I used this on a king size bed and have been very pleased. My method was to sand the wood the 320, apply a couple coats, sand with 320 again (lightly) and then after the final coat, use brown paper bag to rub it down. It has given it a satiny feel that just begs to be touched. I quite like it, but like you said, not much in the way of protection.


----------



## pallystu

it is a really good finish and I love it on walnut more than any thing else  I only like using it on things that will get babied though…im not sure a bed would not get a little bump or two


----------



## Blackie_

I use it for the sole purpose of an under coat not a top coat and I like the effect it gives me as well.


----------



## Ripthorn

The bed has gotten a couple of dings on it, but I don't think a better finish would have stood up to the blows the kids gave it any better


----------



## DaleM

I'm glad to hear you are experiencing quick dry times. I think I just got a bad can.

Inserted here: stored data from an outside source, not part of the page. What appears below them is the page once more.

PR #1175, opened 2025-02-20
Allow setting bands name and color

superstar54:
This PR allows us to set the name and line style of the bands from Python, as shown below.

image

This will be used in the wannier90 plugin, we want to fix the name `DFT Bands` and `Wannier-interpolated bands`.


AndresOrtegaGuerrero:
Hi @superstar54 , thank you , did you test that is compatible , with the bands and pdos (previou) calculations ?

superstar54:
> did you test that is compatible , with the bands and pdos (previou) calculations ?

Yes, I did the calculations on bands and pdos, and no issues. Since this PR only adds new features and does not modify the previous behavior, it should be compatible.

AndresOrtegaGuerrero (approved):
LGTM!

I have used it for years and liked it, always in the metal can. The last time I bought it was in a plastic bottle and it takes days to dry and still stays somewhat tacky. I figured they changed the formula and wasn't happy with it and wasn't planning on buying it. I saw another post awhile back where someone liked it, but I figured that could just as easily be an old can. I'm guessing yours is newer than mine, so maybe I'll give it another try.


----------



## Wildwood

Formby's is a wiping varnish stopped using it years ago.

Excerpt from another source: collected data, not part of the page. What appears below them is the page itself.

PR #1178, opened 2025-02-20
Hubbard: change int values of eigenvalues to float 

### LINKED ISSUE #1176: DFT+U Fails
Image

Try to run a DFT+U calculation fails (daint alps , QE 7.4)

AndresOrtegaGuerrero:
The values for the `starting_ns_eigenvalue `should be floats and not integers
At the moment the app was doing two errors 
1) it was sending integers
2) it was setting spin up as 0 and spin down as 1 (However this is not the convention of QE)

The test was testing spin down as 1.

This PR changes the values to floats and corrects the tests. Closes #1176


src/aiidalab_qe/app/configuration/advanced/hubbard/model.py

http://www.popularwoodworking.com/techniques/finishing/oil-finishes-their-history-and-use

I make my own using 50/50 mix of resin (Polyurethane or Varnish) and mineral spirits. Normally take two coats of wiping varnish to equal one coat of film finish. So if only apply two coats of wiping varnish not getting big build up of finish. Lot of wood finishers will use 50/50 mix for first two coats than up resin content to 60 percent and decrease amount of solvent for next coats. I stay with a 50/50 mix and depends upon wood & final use as to number of coats. The more coats better sheen & protection.

Not sure what the label on Formby's says percentage of mineral spirit content is and could not find an MSDS to tell me. You never want to buy a wiping varnish with more than 60 percent solvent (mineral spirits, naphtha).

If add oil to that mix (oil varnish blend) will not get a build up of finish or sheen! Home brew oil varnish blends normally 1/3 resin, 1/3 oil, and 1/3 solvent.


----------



## OSU55

I also make my own using poly or varnish diluted 50% with MS - same as and a lot cheaper than all these oil and wiping varnishes. Even Minwax poly can be used the same way you're using Formby's. What the finished piece looks like depends on film thickness and sheen. For the oil look, keep the surface wet for 10 minutes or so and wipe off. If a little more fim thickness is desired, use a fine bristled brush to essentially brush the finish dry - keep brushing and occasionally wipe the brush dry on a shop towel. Many different looks or finishes can be had with plain old poly. Various companies have sold a lot with good marketing.


----------



## Tennessee

Bill and OSU, curious to how long of a shelf life you get out of your mixed finishes. I went to Tru-Oil about two years ago for a lot of my stuff, and say for guitars, I get about 8-10 guitars out of one quart bottle of Tru-Oil, polished to mirror, and it is tough. My shelf life seems to be good for about 18 months.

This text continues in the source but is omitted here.